You could also introduce a new compiler flag: chpl --module-alias M=M-1.0.chpl. This solution isn't that different from today's approach of chpl MyProject.chpl M-1.0.chpl. Or the same solution of a symlink funnily enough.

However, let's say for some reason someone wanted to do this or to have two sibling modules to have identical submodules, a directory symlink would work, but that's hacky to me. The actual solution to that issue involves re-exporting the symbol with public import.

I think I would put some sort of indicator into a module's source code to indicate that I wanted to invoke this "treat-all-modules-defined-within-a-given-specially-named-subdirectory-that-happens-to-live-adjacent-to-this-file-as-submodules-to-this-module" rule, so that if I were reading printouts of the code, I'd have some sort of visual cue that the intention was to invoke this feature to make additional submodules available. This would also save me from surprises if I happened to have a directory of Chapel source that matched my module name which I didn't intend to get parsed and compiled in this way.

This situation is why forcing users to not learn two ways to do something is better. It so happens that the alternative to this proposal is an include-equivalent ("inject-any") that makes it actually more like learning N ways instead of just two.

On reading printouts, if a tree printout is provided, I don't think it's as hard to lay out the paperwork like the module hierarchy. Again, you do have to learn this is how Chapel structures code, but I don't think it's a difficult ask. In fact, it's trivial when the alternative is to scan all lines of code looking for includes to understand an unfamiliar piece of code. (This is assuming the last variant where the inject can inject any directory.)

[For inject-any], it seems to me that this approach has other advantages:

  • it permits the directory of submodules to be named whatever we want it to be rather than requiring it to be M, M.submodules, M-submodules or whatever (where you may not like my choice of default, or we may never come up with something I like either).

I am vehemently against the arbitrary naming of the injection target. My guiding principle is that learning a coding style became obsolete when a style checker like clang-format can enforce it. Force a naming, whatever it may be, to eliminate this cognitive burden.

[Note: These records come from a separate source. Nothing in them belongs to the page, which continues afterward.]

PR #62860, opened 2025-09-09
[BugFix] call addWorker on non-leaders to handle stale cached workerid issues when CN are restarted

ctbrennan:
## Why I'm doing:
In shared-data deployments, Observer nodes experienced stale `StarOSAgent.workerToId` issues that caused queries to use backup Compute Nodes instead of optimal primary nodes, resulting in performance degradation.
Problem Timeline:
1. Compute Nodes restart and receive new WorkerID assignments from StarMgr
2. Leader FE processes heartbeats and updates its internal cache with new WorkerIDs
3. Non-leader FEs replay heartbeat events from the journal but skip cache updates due to replay logic
4. Non-leader FE cache contains outdated WorkerID mappings
5. Query scheduling uses stale WorkerIDs, causing primary CNs to appear unavailable
6. System falls back to backup CN selection, impacting query performance
Symptoms observed:
* Queries routed to Observer FEs perform poorly due to backup CN usage
* Issue persists until Observer FE restart (which clears the stale cache)
* Inconsistent WorkerID values between Leader and Observer FEs
## What I'm doing:
Modified heartbeat processing logic to allow FEs to update their WorkerID cache during journal replay, ensuring all FE nodes maintain synchronized compute node mappings.

Fixes #issue

## What type of PR is this:

- [x] BugFix
- [ ] Feature
- [ ] Enhancement
- [ ] Refactor
- [ ] UT
- [ ] Doc
- [ ] Tool

- [ ] Feature removed

## Checklist:

- [ ] This is a backport pr

  - [x] 4.0
  - [x] 3.5
  - [x] 3.4
  - [x] 3.3

### DIFF
--- a/fe/fe-core/src/main/java/com/starrocks/system/HeartbeatMgr.java
+++ b/fe/fe-core/src/main/java/com/starrocks/system/HeartbeatMgr.java
@@ -220,10 +220,10 @@ public class HeartbeatMgr extends FrontendDaemon {
                     } else {
                         if (RunMode.isSharedDataMode() && 
                                 (!isReplay || !GlobalStateMgr.getCurrentState().isLeader())) {
-                            // Observer FEs maintain StarOSAgent worker map fields via journal replay.
-                            // When CNs restart, they get new WorkerIds. Observer FEs (which can never
-                            // become leaders) must refresh their cached workers during replay to avoid incorrectly
-                            // identifying primary CNs as unavailable and triggering backup CN selection.
+                            // Non-leader FEs maintain StarOSAgent worker map fields via journal replay.
+                            // When CNs restart, they get new WorkerIds. Non-leader FEs must refresh
+                            // their cached workers during replay to avoid incorrectly identifying primary
+                            // CNs as unavailable and triggering backup CN selection.
                             int starletPort = computeNode.getStarletPort();
                             if (starletPort != 0) {
                                 String workerAddr = NetUtils.getHostPortInAccessibleFormat(computeNode.getHost(),
--- a/fe/fe-core/src/main/java/com/starrocks/system/HeartbeatMgr.java
+++ b/fe/fe-core/src/main/java/com/starrocks/system/HeartbeatMgr.java
@@ -188,7 +188,8 @@ public class HeartbeatMgr extends FrontendDaemon {
         setInterval(Math.max(1L, Config.heartbeat_timeout_second * 1000L - (System.currentTimeMillis() - startTime)));
     }
 
-    private boolean handleHbResponse(HeartbeatResponse response, boolean isReplay) {
+    // package-private for testing
+    boolean handleHbResponse(HeartbeatResponse response, boolean isReplay) {
         switch (response.getType()) {
             case FRONTEND: {
                 FrontendHbResponse hbResponse = (FrontendHbResponse) response;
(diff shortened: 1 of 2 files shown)


alvin-phoenix-ai:
@cursor review

fe/fe-core/src/main/java/com/starrocks/system/HeartbeatMgr.java
```diff
@@ -217,8 +218,12 @@ private boolean handleHbResponse(HeartbeatResponse response, boolean isReplay) {
                                     .abortTxnWhenCoordinateBeDown(computeNode.getHost(), 100);
                         }
                     } else {
-                        if (RunMode.isSharedDataMode() && !isReplay) {
-                            // addWorker
+                        if (RunMode.isSharedDataMode() && 
+                                (!isReplay || !GlobalStateMgr.getCurrentState().isLeader())) {
+                            // Observer FEs maintain StarOSAgent worker map fields via journal replay.
```
kevincai: is it just for Observer, or the Follower will have the same issue?

starrocks-xupeng:
why would step 1 occur? if worker restarts, it worker id should not change

fe/fe-core/src/main/java/com/starrocks/system/HeartbeatMgr.java
ctbrennan: Good point, I think the followers would have the same issue.

ctbrennan:
> why would step 1 occur? if worker restarts, it worker id should not change
When are new worker ids assigned? I thought it might be assigned a new worker id by StarMgr in `init_staros_worker` https://github.com/StarRocks/starrocks/blob/77a4dac33b199576aa70b77a5b9e29db1c1e187a/be/src/service/staros_worker.cpp#L510

I don't have a perfect understanding, but I've observed the following
1. I restart a CN. FE start using backup CN (due to unavailability I think)
2. I restart 1 FE. That FE starts showing a different workerid for the restarted CN compared to other FE, it stops needing to use backup CN
3. I restart the other FE, they start showing the same workerId for the restarted CN

kevincai:
> > why would step 1 occur? if worker restarts, it worker id should not change
> > When are new worker ids assigned? I thought it might be assigned a new worker id by StarMgr in `init_staros_worker` https://github.com/StarRocks/starrocks/blob/77a4dac33b199576aa70b77a5b9e29db1c1e187a/be/src/service/staros_worker.cpp#L510
> 
> I don't have a perfect understanding, but I've observed the following
> 
> 1. I restart a CN. FE start using backup CN (due to unavailability I think)
> 2. I restart 1 FE. That FE starts showing a different workerid for the restarted CN compared to other FE, it stops needing to use backup CN
> 3. I restart the other FE, they start showing the same workerId for the restarted CN

If running in kubernetes environment, it is because the CN node is automatically dropped by the cn_entrypoint.sh when the POD is killed, and the same FQDN name will be added when the POD is started. This is a specific case in kubernetes environment.

fe/fe-core/src/main/java/com/starrocks/system/HeartbeatMgr.java
```diff
@@ -217,8 +218,12 @@ private boolean handleHbResponse(HeartbeatResponse response, boolean isReplay) {
                                     .abortTxnWhenCoordinateBeDown(computeNode.getHost(), 100);
                         }
                     } else {
-                        if (RunMode.isSharedDataMode() && !isReplay) {
-                            // addWorker
+                        if (RunMode.isSharedDataMode() &&
```
kevincai, line 221: This is not right. The worker shall not be added again into starmgr since the leader already did it.

And during the replayDropBackends/replayDropComputeNodes, the `removeWorkerFromMap()` will be called to invalidate the `workerId<->backendId` map. So actually I don't still get the root cause.

ctbrennan: Right, this bug isn't about adding the worker to starmgr, it's about maintaining the `workerToId` and `workerToNode` maps correctly in StarOSAgent, that's what calling `StarOSAgent.addWorker()` here is doing. We expect `StarOSAgent.addWorker()` handles `ALREADY_EXIST` gracefully. 

> And during the replayDropBackends/replayDropComputeNodes, the removeWorkerFromMap() will be called to invalidate the workerId<->backendId map. So actually I don't still get the root cause.

This is probably the crux of the issue. When I restart the CN process, we're not executing a `DROP COMPUTE NODE`. In general I think it would be better if Starrocks were flexible about allowing compute node processes to restart without requiring them to be dropped and re-added to the cluster with `ALTER SYSTEM` statements. But if it's the explicit policy that any time the CN process stops it must be dropped explicitly, then we can make a change on our end.

kevincai: If that is the case, I can't think of any reason the workerId changed after CN restarted. There is NO such design decision that every time the CN service get restarted, the assigned workerId must be rotated.

Need to find out why the workerId changed and then fix the issue. This band-aid code change seems unreasonable to me for now.

kevincai:
@ctbrennan please let me know if you have any comments on this, otherwise this PR shall be closed as invalid.

kevincai:
close as no update.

  • it permits us to inject submodules from multiple directories by naming multiple directory locations in an inject, or using multiple inject statements.

I would imagine supporting public inject ... and private inject ... ...

And then we could even rename inject to something like input or include at which point it would seem less like something weird and new that we were creating from scratch and more like a traditional language construct.

This is effectively a re-export. Re-exporting (once implemented) solves this issue and is capable of re-exporting only some symbols or renaming the symbols.


There is one assumption in some of my counter arguments: files are modules. The overall rationale is sound because it is true in most situations, but there are some behaviors today that make it not true.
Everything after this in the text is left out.